Dataset entries:
+===+

PR #871, opened 2017-08-21
Port twisted.mail.bounce to Python 3

rodrigc:
https://twistedmatrix.com/trac/ticket/9260


src/twisted/mail/bounce.py
```diff
@@ -7,64 +7,74 @@
...
 
 
-def generateBounce(message, failedFrom, failedTo, transcript=''):
+def generateBounce(message, failedFrom, failedTo, transcript='',
+                   encoding='utf-8'):
     """
     Generate a bounce message for an undeliverable email message.
 
-    @type message: L{bytes}
+    @type message: a file-like object
```
moshez, line 42: Isn't this change backwards incompatible?

src/twisted/mail/bounce.py
```diff
@@ -75,18 +85,23 @@ def generateBounce(message, failedFrom, failedTo, transcript=''):
...
     sz = message.tell()
-    message.seek(0, orig)
+    message.seek(orig, SEEK_SET)
     if sz > 10000:
         while 1:
             line = message.readline()
-            if len(line)<=1:
+            if isinstance(line, bytes):
+                line = line.decode(encoding)
+            if len(line) <= 0:
```
moshez, line 99: This logic is different from the previous logic (<=1)

moshez (changes requested):
A few things that seem to change the logic, independent from porting. Can you clarify?

src/twisted/mail/bounce.py
rodrigc: In addition to porting, I added more tests to increase the code coverage.  As I increased the code coverage, I found a few small bugs.  For example, `message` could never have been bytes.  If you look at this line:
https://github.com/twisted/twisted/blob/trunk/src/twisted/mail/bounce.py#L81

The code is performing `seek()` and `tell()` on `message`, so `message` could never have been bytes.  It had to have been a file like object.  In this change I am just clarifying the doc string to match the reality of what this code has been doing for a long time.

src/twisted/mail/bounce.py
rodrigc: Again, this is a bugfix I found by increasing the code coverage of this module.
I found this line didn't work properly until I changed the logic to <= 0.

jlitzingerdev: The changes @rodrigc introduced actually ensure this code actually does something.  The previous `message.seek(2, 0)` ensured that `sz` would never be > 10000.  I assume the intent was `seek(0, 2)`, which is better expressed in the proposed changes.

jlitzingerdev (approved):
The changes proposed not only update to support Python3, but it also fix at least two bugs:
* A docstring issue
* Actually doing something with large messages

I think this is ready for merging.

+===+

> **YOUR ASSIGNMENT**
Transcribe only what runs from the line with "I found this" to the last line above, keeping every line exactly as written.

> **RESPONSE**
I found this line didn't work properly until I changed the logic to <= 0.

jlitzingerdev: The changes @rodrigc introduced actually ensure this code actually does something.  The previous `message.seek(2, 0)` ensured that `sz` would never be > 10000.  I assume the intent was `seek(0, 2)`, which is better expressed in the proposed changes.

jlitzingerdev (approved):
The changes proposed not only update to support Python3, but it also fix at least two bugs:
* A docstring issue
* Actually doing something with large messages

I think this is ready for merging.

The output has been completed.